To add a new environment:

  1. Create budget module in new environment's Terraform
  2. Set pubsub_topic_id = "projects/eli-health-dev/topics/billing-alerts"
  3. The existing Cloud Function will handle notifications

Unit Tests

IMPORTANT: Run unit tests before deploying changes!

cd eli-devops/tf/modules/global/billing-alerter/function
python3 -m pytest test_main.py -v

Tests cover:

  • Severity emoji selection
  • Threshold text formatting
  • Environment extraction from budget names
  • Slack message structure
  • Deduplication logic (new period, higher threshold, duplicates)
  • Slack API posting

Troubleshooting

No alerts arriving:

  1. Check Cloud Function logs: gcloud functions logs read billing-alerter --project=eli-health-dev
  2. Verify Pub/Sub subscription exists
  3. Confirm budget has pubsub_topic configured

Duplicate alerts:

  1. Check GCS state: gsutil cat 'gs://eli-health-dev-billing-alerter-source/billing-alerts/{budget-name}.json'
  2. State should show last_threshold and billing_period
  3. Reset by deleting state file if needed

Permission errors:

  1. Service account needs roles/secretmanager.secretAccessor for Slack token
  2. Service account needs GCS access to state bucket
  3. Pub/Sub service account needs roles/run.invoker on Cloud Function

Budget Alert (Legacy)

  • Budget: $2,500 CAD/month (account-level)
  • Account: 016E4B-83DE60-189CD9
  • Note: This is the legacy account-level budget.

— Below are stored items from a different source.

PR #2791, opened 2023-05-12
FIX for:  A non-numeric value encountered at vendor/nesbot/carbon/src/Carbon/Traits/Units.php:136

raphaelcangucu:


raphaelcangucu (commented):
A non-numeric value encountered at vendor/nesbot/carbon/src/Carbon/Traits/Units.php:136

raphaelcangucu:
Hey sure:

I discovered that the problem is with laravel:

`    /**
     * Create a new notification instance.
     */
    public function __construct(Vip $vip)
    {
        $this->vip = $vip;
        
        **$this->delay($vip->cashback_limit_claim_date);**
        $this->onConnection('database');
    }
`

This delay function would broke the carbon parse ... Still don't know why.

But when I add the cast in the model, it worked.

` /**
     * The attributes that should be cast.
     *
     * @var array
     */
    protected $casts = [
        'rakeback' => 'decimal:8',
        'reload_base' => 'decimal:8',
        'reload_loss' => 'decimal:8',
        'rank_up_bonus' => 'decimal:8',
        'curated_rank_up_bonus' => 'decimal:8',
        'wagered_all_time' => 'decimal:8',
        'wagered_on_level' => 'decimal:8',
        'lost_on_level' => 'decimal:8',
        'profit_on_level' => 'decimal:8',
        'time_based_values' => 'array',
        'cashback_limit_claim_date' => 'datetime',
    ];`

But The code that I did, also fix the problem.

kylekatarnls:
Thank you. Can you please provide the full stack trace of your error and the version of Laravel that you use? Thanks.

kylekatarnls:
I miss infos to be able to reproduce your error.

But assuming `delay()` is from the Laraval trait `Queueable` it needs `\DateTimeInterface|\DateInterval|int|null` as an argument, please check which value has `$vip->cashback_limit_claim_date` when it fails (for instance if it's an empty string, `delay()` is not meant to support it and to fix it correctly, the safe way is to ensure `$vip->cashback_limit_claim_date` always has the expected type and/or `delay()` is not called if `$vip->cashback_limit_claim_date` is not a `\DateTimeInterface`).

If it happens when `$vip->cashback_limit_claim_date instanceof \DateTimeInterface`, then provide the value (and the `now` if you mock it) and the full stack trace so I can run the same `delay()` method with the same value to reproduce.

Project-level budgets above provide more granular control.

How to Check Current Costs

GCP Console: https://console.cloud.google.com/billing/016E4B-83DE60-189CD9

BigQuery (after 24-48 hours of data):

SELECT
service.description,
SUM(cost) as total_cost
FROM `eli-health-prod.gcp_billing_export.gcp_billing_export_v1_*`
WHERE DATE(_PARTITIONTIME) >= DATE_SUB(CURRENT_DATE(), INTERVAL 7 DAY)
GROUP BY service.description
ORDER BY total_cost DESC

Quick Reference

Projects

  • eli-health-prod - Production
  • eli-health-staging - Staging/QA
  • eli-health-dev - Development

Regions

  • Production and Staging: us-east1
  • Dev: northamerica-northeast1

Key Terraform Files

  • Cloud Run: eli-devops/tf/modules/regional/backend-compute/
  • Cloud SQL: eli-devops/tf/modules/regional/storage/
  • Datastream: eli-devops/tf/modules/regional/datastream/
  • Registry: eli-devops/tf/modules/global/registry/

Changelog

January 27, 2026

  • Comprehensive Budget Alerts documentation - Added full architecture diagrams, deduplication logic explanation, Terraform configuration details, and troubleshooting guide.

January 25, 2026

  • Added Dev Cloud Run costs - Added missing Dev environment Cloud Run section ($5-8/day) and updated Quick Summary totals ($76/day).
  • Reorganized optimization section - Added "Future Optimizations to Explore" (image-analysis CPU) and "Not Recommended" sections with clear reasoning.

January 24, 2026

  • image-analysis-us minScale reduced from 2 to 1 - Peak usage is ~54 requests/hour, 1 instance is sufficient. Saves ~$7/day.
  • Excluded health_data from Datastream - 331 GB Terra wearable data no longer synced to BigQuery, reducing MERGE costs by ~$24/day.
  • Fixed staging Cloud Run scaling - Corrected minScale and cpu_idle settings that had drifted.
  • Applied Artifact Registry cleanup policies - Dev registry will auto-delete old images (was 2,044 images).